DATA FOR ANALYSIS:
+ + + + + + +
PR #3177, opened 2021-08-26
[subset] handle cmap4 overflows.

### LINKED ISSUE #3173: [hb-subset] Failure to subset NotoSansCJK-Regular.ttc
+ + + + + + +
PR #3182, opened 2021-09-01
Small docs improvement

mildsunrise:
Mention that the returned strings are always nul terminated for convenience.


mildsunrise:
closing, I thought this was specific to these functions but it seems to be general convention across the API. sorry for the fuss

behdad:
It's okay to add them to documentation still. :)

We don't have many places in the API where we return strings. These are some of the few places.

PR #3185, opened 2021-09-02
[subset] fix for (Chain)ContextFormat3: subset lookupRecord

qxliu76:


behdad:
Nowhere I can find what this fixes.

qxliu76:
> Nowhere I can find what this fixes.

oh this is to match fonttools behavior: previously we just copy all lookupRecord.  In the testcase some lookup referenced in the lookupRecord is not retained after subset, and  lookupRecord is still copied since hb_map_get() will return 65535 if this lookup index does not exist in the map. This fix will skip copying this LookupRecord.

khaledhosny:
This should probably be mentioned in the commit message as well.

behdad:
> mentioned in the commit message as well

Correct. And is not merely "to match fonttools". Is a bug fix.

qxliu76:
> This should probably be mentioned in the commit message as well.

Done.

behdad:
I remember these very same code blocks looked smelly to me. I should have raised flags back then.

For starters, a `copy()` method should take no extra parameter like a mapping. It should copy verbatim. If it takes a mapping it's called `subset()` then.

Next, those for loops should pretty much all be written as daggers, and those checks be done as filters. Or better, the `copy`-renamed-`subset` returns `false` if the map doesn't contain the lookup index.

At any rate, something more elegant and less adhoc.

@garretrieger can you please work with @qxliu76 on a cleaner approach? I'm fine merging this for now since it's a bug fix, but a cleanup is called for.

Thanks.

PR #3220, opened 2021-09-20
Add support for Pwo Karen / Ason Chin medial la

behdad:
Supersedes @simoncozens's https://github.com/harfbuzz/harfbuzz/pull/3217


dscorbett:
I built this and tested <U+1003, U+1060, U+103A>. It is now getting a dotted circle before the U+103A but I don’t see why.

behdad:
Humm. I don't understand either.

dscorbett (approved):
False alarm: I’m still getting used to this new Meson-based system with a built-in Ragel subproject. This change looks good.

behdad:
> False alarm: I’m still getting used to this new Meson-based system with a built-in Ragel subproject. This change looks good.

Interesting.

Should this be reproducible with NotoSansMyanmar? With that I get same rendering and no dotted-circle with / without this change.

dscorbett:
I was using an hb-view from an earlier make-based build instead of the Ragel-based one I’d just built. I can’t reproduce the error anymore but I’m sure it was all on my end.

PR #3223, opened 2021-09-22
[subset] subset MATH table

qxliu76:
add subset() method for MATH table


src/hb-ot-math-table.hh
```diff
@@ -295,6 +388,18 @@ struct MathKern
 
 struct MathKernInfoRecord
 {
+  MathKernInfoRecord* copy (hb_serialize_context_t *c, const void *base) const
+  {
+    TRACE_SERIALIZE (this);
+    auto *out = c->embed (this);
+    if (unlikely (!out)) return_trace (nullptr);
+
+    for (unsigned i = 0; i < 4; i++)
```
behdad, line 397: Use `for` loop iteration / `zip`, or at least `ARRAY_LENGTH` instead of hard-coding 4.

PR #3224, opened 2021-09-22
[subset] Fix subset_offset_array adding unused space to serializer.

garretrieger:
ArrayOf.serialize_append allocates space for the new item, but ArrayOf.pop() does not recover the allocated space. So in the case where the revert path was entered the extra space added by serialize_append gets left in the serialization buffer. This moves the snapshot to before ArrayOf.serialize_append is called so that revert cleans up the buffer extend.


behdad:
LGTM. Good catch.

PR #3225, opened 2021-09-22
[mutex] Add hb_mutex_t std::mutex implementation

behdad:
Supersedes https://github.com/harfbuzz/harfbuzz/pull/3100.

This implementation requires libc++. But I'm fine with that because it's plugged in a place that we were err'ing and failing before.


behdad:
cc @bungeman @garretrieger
+ + + + + + +
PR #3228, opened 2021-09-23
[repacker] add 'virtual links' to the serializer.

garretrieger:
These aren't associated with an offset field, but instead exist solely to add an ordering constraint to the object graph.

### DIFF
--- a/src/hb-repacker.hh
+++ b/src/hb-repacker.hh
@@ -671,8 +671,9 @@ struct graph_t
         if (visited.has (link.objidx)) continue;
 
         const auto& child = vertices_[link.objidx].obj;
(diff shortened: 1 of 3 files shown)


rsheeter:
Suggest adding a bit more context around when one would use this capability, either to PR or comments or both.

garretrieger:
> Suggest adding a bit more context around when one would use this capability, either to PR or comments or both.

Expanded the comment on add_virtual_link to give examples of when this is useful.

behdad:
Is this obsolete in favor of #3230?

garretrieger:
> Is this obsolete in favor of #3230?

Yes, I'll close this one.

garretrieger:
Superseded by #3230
+ + + + + + +
WORK TASK:
Whenever a line of the data includes "find", copy that line.

ANSWER TO THIS EXERCISE:
Nowhere I can find what this fixes.
> Nowhere I can find what this fixes.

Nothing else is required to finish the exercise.